• **TRY IT**: Go line by line through the data below, counting each one that has "page", and give the final count only.

BEGIN SOURCE INFORMATION

Issue #111, opened 2022-01-26
add a map with a phase's geo assets to the phase page


smcalilly:
[based on a discussion](https://github.com/fpdcc/ccfp-asset-dashboard/issues/94#issuecomment-1022343600) in issue #94.

PR #124, opened 2022-02-04
Add asset map to phase edit page

smcalilly:
## Overview

Closes:
- #111

Also:
- factored out the zoom code from the original map into a function so we can use that logic in this map
- changed some variable and file name changes for the other map
- a CSS name change because my previous one sounded awkward

## Notes
Let me know if you have any UI improvement ideas...not sure about this one.

## Testing Instructions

END SOURCE INFORMATION

• **RESPONSE AREA**: 2